Papers by Author: Pin Tong

Abstract: Structures are assemblies of planar and three-dimensional objects. Planar components and parts are commonly because the deformation behaviors of plates and beams can be analyzed within the plane problem framework. For micron-scale structures, patterning processes in microfabrications are intrinsically planar and the resulting fabricated structures are also planar. These planar micron-scale structures have been designed and analyzed using conventional mechanics, but increasingly as the sizes of these structures become smaller, higher order effects become significant. In nanometer-scale, surfaces were recognized to play significant roles in affecting the physical behavior. Size dependent elastic and plastic deformation behaviors in micron-scale structures were also observed. Size dependence is an intrinsic part of higher order theory of mechanics and has been used successfully to explain scale dependent behavior in threedimensional structures. In this paper, two-dimensional higher order elastic relations in plane stress and plane strain for compressible solids are developed. The difference between the higher order and conventional elasticity theories is compared

Abstract: This paper studies the effect of the Columbic force on piezoelectric fracture. Bound charges emerge on the upper and lower surfaces of a permeable crack when a piezoelectric solid with the crack is subjected to far-field mechanical/electric loading.
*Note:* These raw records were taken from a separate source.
PR #1066, opened 2021-12-14
Add support for DMG bundles on macOS

### LINKED ISSUE #1061: Add support for macOS dmg bundle
Following up on #1054, add support for dmg bundles

jperedadnr:
### Issue

Fixes #1061

### Progress


src/main/java/com/gluonhq/substrate/target/MacOSTargetConfiguration.java
```diff
@@ -143,13 +143,30 @@ String getAdditionalSourceFileLocation() {
...
     public boolean packageApp() throws IOException, InterruptedException {
-        createAppBundle();
+        boolean sign = !projectConfiguration.getReleaseConfiguration().isSkipSigning();
+        createAppBundle(sign);
+
+        String packageTypes = projectConfiguration.getReleaseConfiguration().getPackageTypes();
+        if (packageTypes == null || packageTypes.isEmpty()) {
+            // if it is not set, do nothing
+            return true;
+        } else if (!(packageTypes.contains("pkg") || packageTypes.contains("dmg"))) {
```
erwin1, line 153: shouldn't this be seen as a configuration error, hence throw an error?

src/main/java/com/gluonhq/substrate/target/MacOSTargetConfiguration.java
```diff
@@ -143,13 +143,30 @@ String getAdditionalSourceFileLocation() {
...
+            return true;
+        }
 
+        boolean result = true;
         Packager packager = new Packager(paths, projectConfiguration);
-        return packager.createPackage(!projectConfiguration.getReleaseConfiguration().isSkipSigning());
+        if (packageTypes.contains("pkg")) {
+            result = packager.createPackage(sign);
+        }
+        if (result && packageTypes.contains("dmg")) {
```
erwin1, line 163: this is the reason I would have preferred to allow only one type: pkg (either standalone or appstore) or dmg

src/main/java/com/gluonhq/substrate/target/MacOSTargetConfiguration.java
jperedadnr: Since `packageTypes` can contain other types (for instance for Win or Linux), without the need of a profile, I was thinking that this shouldn't fail with an error.
But (and related to your other comment), it might be better to refactor this and force a single package type per run, and enforce the use of profiles. Anyway even `pkg` and `dmg` might need different properties that won't fit as they are now (version code, ...).

src/main/java/com/gluonhq/substrate/target/MacOSTargetConfiguration.java
jperedadnr: I'll refactor it

johanvos (approved):

erwin1 (approved):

Taking into account the Columbic force between the bound charges, we obtain a non-linear equation governing the normal component of electric displacement D₂(x₁)on the crack faces. The results show that D₂(x₁)is, in general, not a constant along the crack faces and depends on the mechanical/electric loading conditions, the crack profile and the material properties outside and inside the crack. Furthermore, we examine the Columbic force under low mechanical/electric loads and then discuss the effect of the Columbic force on the fracture behaviour of piezoelectric materials.

Abstract: Conventional strain-based mechanics theory does not account for contributions from strain gradients. Failure to include the strain gradient contributions can lead to underestimates of stresses and size-dependent behaviors in small-scaled structure [1]. This paper focus on the structural size effects on torsion of cylinders. The torsional stiffness of cylinders can be higher than conventional expectation when the cylinder size is in the nanometer - or micron-scale. Following the Saint-Venant theory of torsion, we established the equation of torsion in terms of the warping function on the basis of the nano-mechanical theory of elasticity. The torsional equations contain two higher order material length scale parameters and two conventional Lame constants. The equilibrium equation is a fourth order partial differential equation which can be reduced to two second order equations. Two formulations in terms of pseudo warping function and stress function are presented. Closed-form solutions for circular and thin wall section and series solutions for rectangular microbars have been obtained. The total torque depends only on the stresses conjugated to the strain and is only implicitly dependent on the higher order stress metrics. The solution reveals that the torsional rigidity is dependent on the higher order length scale parameters and strain gradients and increases asymptotically upward when the cylinder size is reduced to the size of the higher order length scale material parameters. The increase is most marked for thin walled cylinders, stiffening to more then 10 times the conventional value when the cylinder size is near that of the higher order length scaled parameters.